Let’s see what can happen with below example.
In one of the project, an SP was created with prefix .dbo and it was working fine until changes came. Now one of the team member made changes and whole team had the feeling “all is well” until that SP was not returning the expected output. So you start debugging your app and consider the following could be the issue.
- Being a big Ajax app, you’re getting some Ajax error
- You’re not passing appropriate parameter and you check it through your code and SQL profiler whether parameters are passed in appropriate manner and with correct values.
- Check your respective tables for the values.
- You’re executing SP from SSMS it self to see whether it is working by passing the required parameter values.
You delete the SP and see whether it is returning any value and yes, it is. Later on you found out that SP has no prefix and it is executed to default schema name other than .dbo. So there’re two SPs with different schema name. Great!
Let’s say you’re qualifying schema name for your SP but nothing for query inside that SP, it will default to the schema name of the stored procedure.
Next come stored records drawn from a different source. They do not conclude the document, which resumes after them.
PR #11183, opened 2018-10-15
[marshal] Emit GC Safe transitions around foreign internal calls.

lambdageek:
* Mark `mono_add_internal_call` external only.  Add `mono_add_internal_call_internal` and `mono_add_internal_call_with_flags` for the runtime.
   - icalls added using the external-only API are "foreign".
 
* Add coop transitions around `mono_gc_toggleref_add` (and mark it external only  - it's unused in the runtime).
* Change icall wrappers to call foreign icalls in GC Safe mode.
   - foreign icalls are not coop-aware, so if they perform a blocking operation under hybrid suspend they will hang indefinitely - this is bug #11138. With this change, we run them in GC Safe mode and rely on the runtime API to transition back to GC Unsafe (same as other embedder code).
   - this will require changes to watchOS support in xamarin-macios.

----

This is the `master` version.  `2018-08` backport is #11180

### DIFF
--- a/mono/metadata/icall-internals.h
+++ b/mono/metadata/icall-internals.h
@@ -66,6 +66,12 @@ mono_icall_drive_info_get_drive_type (MonoString *root_path_name);
 #endif  /* !G_HAVE_API_SUPPORT(HAVE_CLASSIC_WINAPI_SUPPORT) */
 
 void*
-mono_lookup_internal_call_full (MonoMethod *method, gboolean warn_on_missing, mono_bool *uses_handles);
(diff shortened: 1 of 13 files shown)


lambdageek:
@kumpera thanks. Added `mono_dangerous_add_raw_internal_call`

lambdageek:
The C++ builds have been failing pretty consistently here.  Not sure why.  Locally, OS X x64 C++ builds fine.

lewurm:
@monojenkins build failed

lewurm:
@monojenkins build failed

marek-safar:
@lambdageek is this the version which should go to 2018-10?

What books online says about it :
Inside a stored procedure, object names used with statements (for example, SELECT or INSERT) that are not schema-qualified default to the schema of the stored procedure. If a user who creates a stored procedure does not qualify the name of the tables or views referenced in SELECT, INSERT, UPDATE, or DELETE statements within the stored procedure, access to those tables through the stored procedure is restricted by default to the creator of the procedure.
Make sure you always qualify your database objects with specific schema name or you’re life is doomed.